- Opening Delimiter -
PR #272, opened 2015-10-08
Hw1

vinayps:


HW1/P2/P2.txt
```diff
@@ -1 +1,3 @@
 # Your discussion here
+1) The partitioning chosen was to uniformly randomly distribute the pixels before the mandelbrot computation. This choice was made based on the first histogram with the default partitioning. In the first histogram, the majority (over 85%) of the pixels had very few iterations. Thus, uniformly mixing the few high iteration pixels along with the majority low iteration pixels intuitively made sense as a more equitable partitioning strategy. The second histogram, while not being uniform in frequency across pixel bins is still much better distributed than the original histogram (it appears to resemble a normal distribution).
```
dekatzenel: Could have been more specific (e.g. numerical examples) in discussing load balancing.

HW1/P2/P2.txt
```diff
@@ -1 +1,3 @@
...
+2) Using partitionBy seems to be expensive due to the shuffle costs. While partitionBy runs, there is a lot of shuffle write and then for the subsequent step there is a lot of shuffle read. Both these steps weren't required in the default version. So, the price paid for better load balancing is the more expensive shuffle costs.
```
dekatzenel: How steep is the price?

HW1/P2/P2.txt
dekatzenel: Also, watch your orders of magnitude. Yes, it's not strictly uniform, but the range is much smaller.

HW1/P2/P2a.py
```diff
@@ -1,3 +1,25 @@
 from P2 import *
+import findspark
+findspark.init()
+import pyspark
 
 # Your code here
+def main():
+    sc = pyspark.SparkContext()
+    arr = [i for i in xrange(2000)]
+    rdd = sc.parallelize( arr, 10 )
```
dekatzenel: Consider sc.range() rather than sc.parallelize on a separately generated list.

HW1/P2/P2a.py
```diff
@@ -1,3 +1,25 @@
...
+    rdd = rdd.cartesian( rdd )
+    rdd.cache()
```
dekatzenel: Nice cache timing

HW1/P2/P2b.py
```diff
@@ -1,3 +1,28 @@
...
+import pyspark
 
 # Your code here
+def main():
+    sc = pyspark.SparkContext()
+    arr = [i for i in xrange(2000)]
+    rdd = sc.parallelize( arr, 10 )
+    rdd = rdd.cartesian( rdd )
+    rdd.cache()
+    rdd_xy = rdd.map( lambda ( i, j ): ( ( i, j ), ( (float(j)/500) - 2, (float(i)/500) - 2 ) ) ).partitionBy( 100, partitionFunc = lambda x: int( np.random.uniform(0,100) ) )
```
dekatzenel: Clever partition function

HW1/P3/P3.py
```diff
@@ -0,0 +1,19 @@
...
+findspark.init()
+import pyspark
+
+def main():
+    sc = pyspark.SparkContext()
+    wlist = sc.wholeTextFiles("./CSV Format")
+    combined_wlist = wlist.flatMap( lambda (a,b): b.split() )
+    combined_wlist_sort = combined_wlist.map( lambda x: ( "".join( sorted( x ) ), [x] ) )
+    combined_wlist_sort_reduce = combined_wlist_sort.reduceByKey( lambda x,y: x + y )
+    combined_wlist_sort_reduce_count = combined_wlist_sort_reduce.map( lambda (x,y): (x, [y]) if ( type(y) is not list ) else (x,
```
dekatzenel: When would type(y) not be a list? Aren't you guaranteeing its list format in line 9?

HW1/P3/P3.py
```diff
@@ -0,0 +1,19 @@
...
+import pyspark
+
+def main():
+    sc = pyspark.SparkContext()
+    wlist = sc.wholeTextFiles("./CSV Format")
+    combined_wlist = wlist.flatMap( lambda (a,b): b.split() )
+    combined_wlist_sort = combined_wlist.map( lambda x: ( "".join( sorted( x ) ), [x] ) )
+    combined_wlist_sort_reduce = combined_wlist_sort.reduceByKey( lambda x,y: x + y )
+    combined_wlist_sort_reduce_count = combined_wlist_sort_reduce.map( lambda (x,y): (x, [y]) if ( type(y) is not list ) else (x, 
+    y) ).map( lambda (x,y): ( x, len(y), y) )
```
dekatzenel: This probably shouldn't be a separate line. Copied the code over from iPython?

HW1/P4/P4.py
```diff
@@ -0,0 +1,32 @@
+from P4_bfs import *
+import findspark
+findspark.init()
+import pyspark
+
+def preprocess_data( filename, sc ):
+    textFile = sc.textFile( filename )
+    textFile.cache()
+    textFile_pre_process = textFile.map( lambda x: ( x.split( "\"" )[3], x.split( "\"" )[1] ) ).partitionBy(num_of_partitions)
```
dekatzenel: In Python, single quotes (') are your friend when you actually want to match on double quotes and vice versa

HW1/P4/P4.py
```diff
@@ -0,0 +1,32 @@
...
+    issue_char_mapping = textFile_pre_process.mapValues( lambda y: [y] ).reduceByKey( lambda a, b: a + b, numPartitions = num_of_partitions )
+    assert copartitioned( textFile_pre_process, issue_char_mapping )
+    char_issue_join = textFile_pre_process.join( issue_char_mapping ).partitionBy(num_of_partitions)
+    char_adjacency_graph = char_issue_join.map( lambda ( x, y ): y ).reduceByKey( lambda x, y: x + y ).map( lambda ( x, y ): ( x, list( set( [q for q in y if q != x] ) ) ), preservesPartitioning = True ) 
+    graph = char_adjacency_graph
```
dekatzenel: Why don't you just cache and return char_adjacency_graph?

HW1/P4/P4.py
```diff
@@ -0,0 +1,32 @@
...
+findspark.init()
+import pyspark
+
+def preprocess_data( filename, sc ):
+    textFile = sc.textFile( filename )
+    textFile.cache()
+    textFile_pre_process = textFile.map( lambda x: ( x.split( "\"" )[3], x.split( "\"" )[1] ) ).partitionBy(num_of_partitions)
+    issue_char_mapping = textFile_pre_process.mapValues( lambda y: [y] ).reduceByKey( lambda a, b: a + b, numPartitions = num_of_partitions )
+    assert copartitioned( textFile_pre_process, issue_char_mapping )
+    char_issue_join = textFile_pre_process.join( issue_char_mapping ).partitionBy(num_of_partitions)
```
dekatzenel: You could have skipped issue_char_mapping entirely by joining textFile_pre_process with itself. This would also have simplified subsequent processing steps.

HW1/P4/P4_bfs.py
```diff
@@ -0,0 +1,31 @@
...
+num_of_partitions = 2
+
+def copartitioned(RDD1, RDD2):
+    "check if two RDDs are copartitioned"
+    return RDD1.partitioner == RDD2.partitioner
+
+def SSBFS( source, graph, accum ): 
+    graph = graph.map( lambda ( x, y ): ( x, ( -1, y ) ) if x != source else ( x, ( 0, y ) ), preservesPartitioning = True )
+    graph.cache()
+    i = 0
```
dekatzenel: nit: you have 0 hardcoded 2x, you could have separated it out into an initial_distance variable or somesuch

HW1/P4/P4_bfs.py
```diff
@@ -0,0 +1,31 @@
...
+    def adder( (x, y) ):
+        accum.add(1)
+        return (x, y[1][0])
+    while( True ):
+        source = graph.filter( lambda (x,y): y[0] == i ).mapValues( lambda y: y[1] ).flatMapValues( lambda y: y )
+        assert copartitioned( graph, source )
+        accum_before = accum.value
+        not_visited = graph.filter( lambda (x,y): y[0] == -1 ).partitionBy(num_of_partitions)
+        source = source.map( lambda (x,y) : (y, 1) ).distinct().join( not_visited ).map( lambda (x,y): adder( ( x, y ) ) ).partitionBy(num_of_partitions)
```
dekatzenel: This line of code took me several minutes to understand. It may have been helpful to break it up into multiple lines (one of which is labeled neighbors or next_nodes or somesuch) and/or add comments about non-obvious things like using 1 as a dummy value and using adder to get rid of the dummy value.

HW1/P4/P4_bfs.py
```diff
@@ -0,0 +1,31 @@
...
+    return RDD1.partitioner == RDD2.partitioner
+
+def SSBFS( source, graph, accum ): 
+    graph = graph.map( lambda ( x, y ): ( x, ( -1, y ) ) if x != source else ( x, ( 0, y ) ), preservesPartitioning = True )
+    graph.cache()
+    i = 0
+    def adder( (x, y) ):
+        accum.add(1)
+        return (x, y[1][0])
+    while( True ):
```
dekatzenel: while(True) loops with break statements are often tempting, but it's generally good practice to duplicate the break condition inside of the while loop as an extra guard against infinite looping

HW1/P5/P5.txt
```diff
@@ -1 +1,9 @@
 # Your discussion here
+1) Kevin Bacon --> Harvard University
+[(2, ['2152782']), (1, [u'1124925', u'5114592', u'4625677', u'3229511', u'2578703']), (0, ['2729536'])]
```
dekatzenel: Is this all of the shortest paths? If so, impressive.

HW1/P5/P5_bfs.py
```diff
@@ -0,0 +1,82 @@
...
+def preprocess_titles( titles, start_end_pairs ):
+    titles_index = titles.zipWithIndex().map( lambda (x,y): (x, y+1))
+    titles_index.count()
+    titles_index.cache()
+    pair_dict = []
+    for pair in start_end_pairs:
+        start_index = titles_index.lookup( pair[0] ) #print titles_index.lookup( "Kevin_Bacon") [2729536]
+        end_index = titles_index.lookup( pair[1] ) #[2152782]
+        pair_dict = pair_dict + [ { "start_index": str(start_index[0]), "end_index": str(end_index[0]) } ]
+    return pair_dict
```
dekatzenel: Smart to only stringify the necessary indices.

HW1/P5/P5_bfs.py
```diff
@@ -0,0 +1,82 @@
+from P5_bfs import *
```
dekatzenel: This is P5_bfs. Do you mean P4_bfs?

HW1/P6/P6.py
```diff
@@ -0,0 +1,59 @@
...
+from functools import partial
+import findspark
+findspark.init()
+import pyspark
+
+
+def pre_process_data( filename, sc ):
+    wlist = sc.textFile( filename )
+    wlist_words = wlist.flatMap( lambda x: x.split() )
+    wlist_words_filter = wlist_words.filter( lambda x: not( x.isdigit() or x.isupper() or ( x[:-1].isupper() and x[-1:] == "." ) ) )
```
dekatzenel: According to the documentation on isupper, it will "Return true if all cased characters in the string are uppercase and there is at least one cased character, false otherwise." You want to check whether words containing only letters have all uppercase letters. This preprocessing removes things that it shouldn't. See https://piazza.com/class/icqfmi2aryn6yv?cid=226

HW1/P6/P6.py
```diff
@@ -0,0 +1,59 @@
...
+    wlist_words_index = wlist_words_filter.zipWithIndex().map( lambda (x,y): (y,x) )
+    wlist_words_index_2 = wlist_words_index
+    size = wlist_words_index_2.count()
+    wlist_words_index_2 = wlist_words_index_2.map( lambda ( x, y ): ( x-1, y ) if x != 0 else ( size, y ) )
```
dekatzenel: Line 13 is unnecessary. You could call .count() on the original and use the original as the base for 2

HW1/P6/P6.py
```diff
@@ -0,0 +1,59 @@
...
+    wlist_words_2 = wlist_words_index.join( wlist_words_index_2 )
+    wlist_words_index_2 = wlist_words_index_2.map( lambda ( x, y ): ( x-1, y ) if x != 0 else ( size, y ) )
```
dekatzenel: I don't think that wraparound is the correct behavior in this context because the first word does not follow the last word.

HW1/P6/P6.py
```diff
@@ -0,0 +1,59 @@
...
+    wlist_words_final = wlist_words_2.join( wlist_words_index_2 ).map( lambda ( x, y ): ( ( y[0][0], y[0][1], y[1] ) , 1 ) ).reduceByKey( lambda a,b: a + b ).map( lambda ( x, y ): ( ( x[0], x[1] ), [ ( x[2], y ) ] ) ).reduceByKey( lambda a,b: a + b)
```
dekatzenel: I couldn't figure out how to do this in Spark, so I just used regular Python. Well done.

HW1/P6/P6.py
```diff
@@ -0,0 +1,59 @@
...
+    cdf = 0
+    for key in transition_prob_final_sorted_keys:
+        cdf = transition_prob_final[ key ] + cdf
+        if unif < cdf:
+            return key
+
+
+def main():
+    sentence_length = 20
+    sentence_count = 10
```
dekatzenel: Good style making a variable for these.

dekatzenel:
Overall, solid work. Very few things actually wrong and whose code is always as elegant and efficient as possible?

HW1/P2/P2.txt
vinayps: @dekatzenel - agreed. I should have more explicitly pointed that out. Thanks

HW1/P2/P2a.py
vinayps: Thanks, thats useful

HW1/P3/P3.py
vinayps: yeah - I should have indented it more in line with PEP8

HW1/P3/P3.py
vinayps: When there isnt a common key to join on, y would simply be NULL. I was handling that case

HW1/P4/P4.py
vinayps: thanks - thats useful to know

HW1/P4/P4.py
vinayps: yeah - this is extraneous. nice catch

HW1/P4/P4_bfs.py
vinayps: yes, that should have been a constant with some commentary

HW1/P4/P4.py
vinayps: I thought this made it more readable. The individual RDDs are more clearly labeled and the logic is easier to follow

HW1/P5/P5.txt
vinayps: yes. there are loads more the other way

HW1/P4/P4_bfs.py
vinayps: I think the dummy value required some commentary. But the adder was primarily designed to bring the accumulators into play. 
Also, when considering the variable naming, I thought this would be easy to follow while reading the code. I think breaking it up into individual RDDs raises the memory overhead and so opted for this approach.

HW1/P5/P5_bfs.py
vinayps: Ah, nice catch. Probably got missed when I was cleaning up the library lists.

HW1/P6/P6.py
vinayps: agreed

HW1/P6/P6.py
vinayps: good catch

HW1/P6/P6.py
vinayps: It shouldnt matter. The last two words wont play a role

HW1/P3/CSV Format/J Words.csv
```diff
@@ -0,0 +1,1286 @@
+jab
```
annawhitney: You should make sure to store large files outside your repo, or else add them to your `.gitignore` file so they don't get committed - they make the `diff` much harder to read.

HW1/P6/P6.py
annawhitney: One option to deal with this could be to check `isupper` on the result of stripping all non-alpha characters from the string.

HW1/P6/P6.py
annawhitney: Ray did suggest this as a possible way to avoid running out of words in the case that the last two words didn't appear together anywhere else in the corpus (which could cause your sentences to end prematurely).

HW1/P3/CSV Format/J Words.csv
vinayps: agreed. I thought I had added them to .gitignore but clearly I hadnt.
- Closing Delimiter -
# YOUR OBJECTIVE
Figure out how many lines in the entries above contain "lookup". Write only that number.

# OUTPUT FOR THIS TASK
2